Eğer Filecoin'in tasarım hedefi, teşvik edici, kanıtlanabilir bir Merkeziyetsizlik "veri bulutu" kabuğu inşa etmekse, Arweave ise depolamanın başka bir yönünde aşırıya gitmektedir: verilere kalıcı depolama yeteneği sunmak. Arweave, dağıtık bir hesaplama platformu inşa etmeye çalışmamaktadır; tüm sistemi, önemli verilerin bir kerede depolanması ve ağda sonsuza dek saklanması gerektiği temel varsayımı etrafında şekillenmektedir. Bu aşırı uzun vadeli yaklaşım, Arweave'i mekanizmalarından teşvik modellerine, donanım gereksinimlerinden anlatım perspektifine kadar Filecoin'den tamamen farklı kılmaktadır.

Arweave, Bitcoin'i öğrenme nesnesi olarak alarak, yıllar boyunca sürekli olarak kendi kalıcı depolama ağını optimize etmeye çalışıyor. Arweave, pazarlama ile ilgilenmiyor, rakipleri ve piyasanın gelişim trendleriyle de ilgilenmiyor. Sadece ağ mimarisini iterasyon sürecinde sürekli ilerliyor, kimse sormasa da umursamıyor, çünkü bu Arweave geliştirme ekibinin özüdür: uzun vadeli düşünme. Uzun vadeli düşünmenin faydasıyla, Arweave geçen boğa piyasasında büyük bir ilgi gördü; ayrıca uzun vadeli düşünme sayesinde, dip seviyelere düşse bile Arweave birkaç boğa ve ayı döngüsünü atlatabilir. Sadece gelecekteki Merkeziyetsizlik depolama sistemlerinde Arweave'ın bir yeri olacak mı? Kalıcı depolamanın varoluş değeri yalnızca zamanla kanıtlanabilir.
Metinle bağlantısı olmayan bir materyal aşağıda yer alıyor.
PR #248, opened 2019-12-23
added very simple execution tests for mac (& linux) 

mzedel:
this should just ensure the very basic functionality of the to-be-published binary
Changelog: None

Signed-off-by: Manuel Zedel <manuel.zedel@northern.tech>

PR #295, opened 2020-09-24
Add build:mac stage to the CI pipeline

alfrunes:
Trivial build step - only runs make inside the repository.
Already tested this here: https://gitlab.com/Northern.tech/Mender/mender-artifact/-/pipelines/194156353

### DIFF
--- a/.gitlab-ci.yml
+++ b/.gitlab-ci.yml
@@ -1,7 +1,6 @@
 stages:
-  - test
   - build
-  - smoketests
+  - test
   - publish
 
 include:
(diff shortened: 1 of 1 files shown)


lluiscampos (approved):
Awesome, "it works" :tada: 

We should review also the configuration in the machine, can @mzedel have a look at it?

mzedel (commented):
since we so far [publish](https://github.com/mendersoftware/mender-artifact/blob/master/.gitlab-ci.yml#L125-L129) the mac build from the cross platform build job we should either adjust the publishing as well or reuse the other mac build IMHO

alfrunes:
@mzedel @lluiscampos; In response to #248 I just merged the trivial build step into the smoke test.

> We should review also the configuration in the machine, can @mzedel have a look at it?

The configuration is as trivial as it gets for a basic `shell` executor, I only tweaked the concurrency level to 1 job at the time.

mzedel:
@alfrunes with the most recent changes we again don't test the binary we publish though... which is why I made the smoketests depend on the cross compilation build... `mender-artifact` is not exactly my backyard 😄 so feel free to decide what you want to do with it...

.gitlab-ci.yml
```diff
@@ -160,8 +157,9 @@ publish:tests:
 publish:s3:
   stage: publish
   image: debian:buster
-  dependencies:
-    - build:make
+  needs:
```
lluiscampos, line 160: Nice :+1:

alfrunes:
Thanks @mzedel, I didn't think of that.
I again redid the pipeline a little bit and added a `make build` command to the smoketests but reuse the published artifacts to actually do the smoketests. 

(Sorry about all the force pushes, I'm just unintentionally setting a new highscore in typos)

mzedel (approved):
👍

Arweave ana ağı 1.5 versiyonundan en son 2.9 versiyonuna kadar, piyasa tartışma sıcaklığını kaybetmiş olsa da, daha geniş bir madenci kitlesinin en düşük maliyetle ağa katılmasını sağlamak ve madencileri mümkün olan en fazla veriyi depolamaya teşvik etmek için sürekli çaba göstermektedir. Bu sayede, ağın sağlamlığını sürekli olarak artırmaktadır. Arweave, piyasa tercihlerine uymadığını bilerek, muhafazakâr bir yol izlemekte ve madenci topluluklarına kucak açmamaktadır. Ekosistem tamamen duraklama aşamasındadır ve ana ağı en düşük maliyetle güncelleyerek, ağ güvenliğini tehlikeye atmadan donanım gereksinimlerini sürekli olarak düşürmektedir.
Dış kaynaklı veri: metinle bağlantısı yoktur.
PR #303, opened 2020-10-05
Add the ability to choose a string separator for dump print-cmdline

oleorhagen:
This adds a flag 'separator', which can be set, in addition to print-cmdline,
which picks the separator to use for the output from the commmand.

The default is <space>.

Changelog: None

### DIFF
--- a/cli/mender-artifact/dump.go
+++ b/cli/mender-artifact/dump.go
@@ -15,6 +15,7 @@
 package main
 
 import (
+	"bytes"
 	"encoding/json"
 	"fmt"
 	"io"
@@ -91,7 +92,9 @@ func DumpCommand(c *cli.Context) error {
 	}
 
 	if c.Bool("print-cmdline") {
-		printCmdline(ar, dumpArgs)
+		printCmdline(ar, dumpArgs, false)
+	} else if c.Bool("print0-cmdline") {
+		printCmdline(ar, dumpArgs, true)
 	}
 
 	return nil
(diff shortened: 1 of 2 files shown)


cli/mender-artifact/main.go
```diff
@@ -543,6 +543,12 @@ func getCliContext() *cli.App {
 			Name:  "print-cmdline",
 			Usage: "Print the command line that can recreate the same Artifact with the components being dumped. If all the components are being dumped, a nearly identical Artifact can be created. Note that timestamps will cause the checksum of the Artifact to be different, and signatures can not be recreated this way. The command line will only use long option names.",
 		},
+		cli.StringFlag{
+			Name: "separator",
+			Usage: "Choose the separator to replace whitespace with for the 'print-cmdline' flag (default: <space>)",
```
kacf, line 548: Unfortunately being able to choose the separator won't work they way I had intended, because you cannot specify a nul character. What I had in mind was how the `-print0` operator works in [`find`](https://linux.die.net/man/1/find). The reason nul is particularly handy is that `xargs` supports the `-0` character which reads arguments terminated by nul characters, which would be very useful for shell handling. What about simply `print0-cmdline`, to mirror that?

cli/mender-artifact/dump.go
```diff
@@ -178,67 +179,69 @@ func dumpMetaData(metaDataDir string, dumpArgs *[]string, handlers map[int]handl
...
-			fmt.Printf(" --%s '%s'", clearsProvidesFlag, value)
+			fmt.Fprintf(buf, " --%s '%s'", clearsProvidesFlag, value)
 		}
 	}
 
 	if len(args) > 0 {
-		fmt.Printf(" %s\n", strings.Join(args, " "))
+		fmt.Fprintf(buf, " %s\n", strings.Join(args, " "))
 	}
+	fmt.Printf(strings.ReplaceAll(buf.String(), " ", separator))
```
kacf, line 244: This is not future proof, it will replace all spaces, including ones that are intended in a single argument. Granted, it's not what we're trying to tackle here, but I think it's better to get this right from the start. The change should be simple though, just print the separator at the start of every argument instead of the space.

kacf (changes requested):

cli/mender-artifact/main.go
oleorhagen: Alright, I misunderstood this a little

cli/mender-artifact/dump.go
```diff
@@ -178,67 +181,100 @@ func dumpMetaData(metaDataDir string, dumpArgs *[]string, handlers map[int]handl
...
+	var buf WriteStringer
+	if zeroSeparator {
+		buf = New()
+	} else {
+		buf = bytes.NewBuffer(nil)
+	}
 	// Even if it is a rootfs payload, we use the module-image writer, since
 	// this can recreate either type.
-	fmt.Printf("write module-image")
+	fmt.Fprintf(buf, "write module-image")
```
kacf, line 219: This also will not work, the separator has to be used *instead* of spaces, otherwise the spaces will become part of the argument. I was thinking more along the lines of:

```
sep := '\0'
fmt.Fprintf(buf, "write%cmodule-image", sep)
fmt.Fprintf(buf, "%c--artifact-name%c%s", sep, sep, artProvs.ArtifactName)
```

And so on.

cli/mender-artifact/main.go
```diff
@@ -543,6 +543,10 @@ func getCliContext() *cli.App {
 			Name:  "print-cmdline",
 			Usage: "Print the command line that can recreate the same Artifact with the components being dumped. If all the components are being dumped, a nearly identical Artifact can be created. Note that timestamps will cause the checksum of the Artifact to be different, and signatures can not be recreated this way. The command line will only use long option names.",
 		},
+		cli.BoolFlag{
+			Name:  "print0-cmdline",
+			Usage: "Same as 'print-cmdline', except that the arguments are separated by a null character (0x00).",
+		},
```
kacf, line 549: I guess it could also use a test.

cli/mender-artifact/dump.go
```diff
@@ -91,7 +92,9 @@ func DumpCommand(c *cli.Context) error {
 	}
 
 	if c.Bool("print-cmdline") {
-		printCmdline(ar, dumpArgs)
+		printCmdline(ar, dumpArgs, false)
+	} else if c.Bool("print0-cmdline") {
+		printCmdline(ar, dumpArgs, true)
```
kacf, line 97: Perhaps we should error if both conflicting arguments are given?

kacf (changes requested):

kacf:
I can fix this and resubmit, I'm back on this task again.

1.5-2.9'un yükseliş yolculuğu incelemesi

Arweave 1.5 sürümü, madencilerin gerçek depolama yerine GPU yığına güvenerek blok çıkarma olasılıklarını optimize edebileceği bir açığı ortaya çıkardı. Bu eğilimi önlemek için 1.7 sürümünde RandomX algoritması tanıtıldı ve uzmanlaşmış hesaplama gücünün kullanımını sınırlayarak, madenciliğe genel CPU'ların katılımını zorunlu kılmakta ve böylece hesaplama merkeziyetsizliğini zayıflatmaktadır.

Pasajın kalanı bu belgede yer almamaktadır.